The following are the essential processes to follow when filing taxes on cryptocurrencies.

• Figure out what you owe, if anything. It’s conceivable that an investor who executed a crypto transaction from the list above incurred a tax burden.

 • Keep track of and report on transactions. You must declare any cryptocurrency transactions on your tax return. The IRS requires this paper trail, just as it does with stocks and other investments, to guarantee that an individual declares their whole tax burden. In most cases, a crypto exchange will offer the investor with their transaction history.

• Make sure you include all of the necessary forms with your tax return. The IRS demands different papers based on what an individual has done with their cryptocurrency. Calculating capital gains or losses on Form 8949 and reporting the results on Schedule D of Form 1040, which outlines and summarises capital gains or losses, is one example.

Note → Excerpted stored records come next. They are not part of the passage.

PR #3138, opened 2020-09-30
Introduce a configurable test case generator.

prideout:
This lets us generate long lists of settings permutations by writing a
simple JSON spec. For example, the following spec would generate six
`Settings` objects, all of which have SSAO enabled. See the unit test
for a larger example.

```
{
    "name": "viewopts",
    "base": { "view.ssao.enabled": true }
    "permute": {
        "view.dithering": ["NONE", "TEMPORAL"],
        "view.sampleCount": [1, 4, 8]
    }
}
```

### DIFF
--- a/libs/viewer/include/viewer/Automation.h
+++ b/libs/viewer/include/viewer/Automation.h
@@ -17,30 +17,46 @@
 #ifndef VIEWER_AUTOMATION_H
 #define VIEWER_AUTOMATION_H
 
-#include <string>
-#include <vector>
-
 #include <viewer/Settings.h>
 
 namespace filament {
 namespace viewer {
 
-// Named list of settings permutations.
+// Immutable list of settings permutations that are created and owned by AutomationList.
 struct AutomationSpec {
-    std::string name;
-    std::vector<Settings> cases;
+    char const* name;
+    size_t count;
+    Settings const* settings;
 };
 
-// Consumes a JSON string and produces a list of automation specs using a counting algorithm.
+// List of automation specs constructed from a JSON string.
 //
 // Each top-level item in the JSON is an object with "name", "base" and "permute".
 // The "base" object specifies a single set of changes to apply to default settings.
 // The optional "permute" object specifies a cross product of changes to apply to the base.
 // See the unit test for an example.
-//
-// - Returns true if successful.
-// - This function writes warnings and error messages into the utils log.
-bool generate(const char* jsonChunk, size_t size, std::vector<AutomationSpec>* out);
+class AutomationList {
+public:
+
+    // Parses a JSON spec, then generates a set of Settings lists.
+    // Returns null on failure (see utils log for warnings and errors).
+    // Clients should release memory using "delete".
+    static AutomationList* generate(const char* jsonChunk, size_t size);
+
+    // Returns the number of generated Settings lists.
+    size_t size() const;
+
+    // Returns a view onto a generated Settings list.
+    AutomationSpec get(size_t index) const;
+
+    // Frees all Settings objects and name strings.
+    ~AutomationList();
+
+private:
+    struct Impl;
+    AutomationList(Impl*);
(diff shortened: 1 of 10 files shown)


libs/viewer/include/viewer/Automation.h
```diff
@@ -0,0 +1,48 @@
...
+// Consumes a JSON string and produces a list of automation specs using a counting algorithm.
+//
+// Each top-level item in the JSON is an object with "name", "base" and "permute".
+// The "base" object specifies a single set of changes to apply to default settings.
+// The optional "permute" object specifies a cross product of changes to apply to the base.
+// See the unit test for an example.
+//
+// - Returns true if successful.
+// - This function writes warnings and error messages into the utils log.
+bool generate(const char* jsonChunk, size_t size, std::vector<AutomationSpec>* out);
```
romainguy, line 43: If this is intended to be a public header (and not just for us), don't use STL

libs/viewer/src/parse.h
```diff
@@ -0,0 +1,33 @@
+/*
```
romainguy, line 1: Maybe use a more specific file name?

libs/viewer/include/viewer/Automation.h
prideout: It's mostly intended for us but let me clean this up anyway and make it into a proper class without any STL in the header, should be easy.

libs/viewer/src/parse.h
prideout: Fixed.

libs/viewer/include/viewer/Automation.h
prideout: Fixed.

pixelflinger: I think the "no stl in headers" rule is for libfilament, libutils and libmath -- i.e. what you need to use filament.  I don't think we need to apply it for tools (?)

romainguy: If it's just for us or mostly for us yeah that's fine

libs/viewer/src/Automation.cpp
```diff
@@ -0,0 +1,262 @@
+/*
+ * Copyright (C) 2020 The Android Open Source Project
+ *
+ * Licensed under the Apache License, Version 2.0 (the "License");
+ * you may not use this file except in compliance with the License.
+ * You may obtain a copy of the License at
+ *
+ *      http://www.apache.org/licenses/LICENSE-2.0
+ *
+ * Unless required by mIcable law or agreed to in writing, software
```
bejado, line 10: mIcable -> applicable (I think Automation.h, jsonParseUtils.h and SimpleViewer.h have this mutation too)

libs/viewer/src/Automation.cpp
```diff
@@ -0,0 +1,262 @@
...
+            }
+        }
+
+        // Apply changes to the settings object.
+        for (const auto& iter : iters) {
+            const std::string& jsonString = *iter;
+            if (VERBOSE) {
+                slog.i << "  Applying " << jsonString.c_str() << io::endl;
+            }
+            if (!readJson(jsonString.c_str(), jsonString.size(), &base)) {
```
bejado, line 198: I assume after this call to `readJson`, we would do something interesting with `base` (like actually testing Filament with it). Am I understanding correctly?

bejado (approved):
This is really cool

libs/viewer/src/Automation.cpp
prideout: Correct, this returns a list of Settings that can then be applied to Filament; my next PR will make use of it.  The current PR merely generates the specified permutations and sets up a unit test for them.

libs/viewer/src/Automation.cpp
prideout: Wups, will fix!

PR #3146, opened 2020-10-01
gltf_viewer: add --settings, prep for automation.

prideout:


samples/gltf_viewer.cpp
```diff
@@ -402,8 +431,8 @@ static void colorGradingUI(App& app) {
         colorGrading.toneMapping = (decltype(colorGrading.toneMapping)) toneMapping;
 
         if (ImGui::CollapsingHeader("White balance")) {
-            ImGui::SliderInt("Temperature", &colorGrading.temperature, -100, 100);
-            ImGui::SliderInt("Tint", &colorGrading.tint, -100, 100);
+            ImGui::SliderFloat("Temperature", &colorGrading.temperature, -1.0f, 1.0f);
```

In summary, The Internal Revenue Service is focusing more on ensuring that bitcoin investors pay their taxes. This is something investors should bear in mind, especially since bitcoin tax circumstances are complex and complicated. Cryptocurrency transactions and investments may be taxed as property, similar to stocks, or as income, depending on the circumstances. Managing your bitcoin tax liabilities shouldn’t be too tough provided you maintain track of your crypto assets and transactions. If you feel like you’re in over your head, you can and should always seek expert help.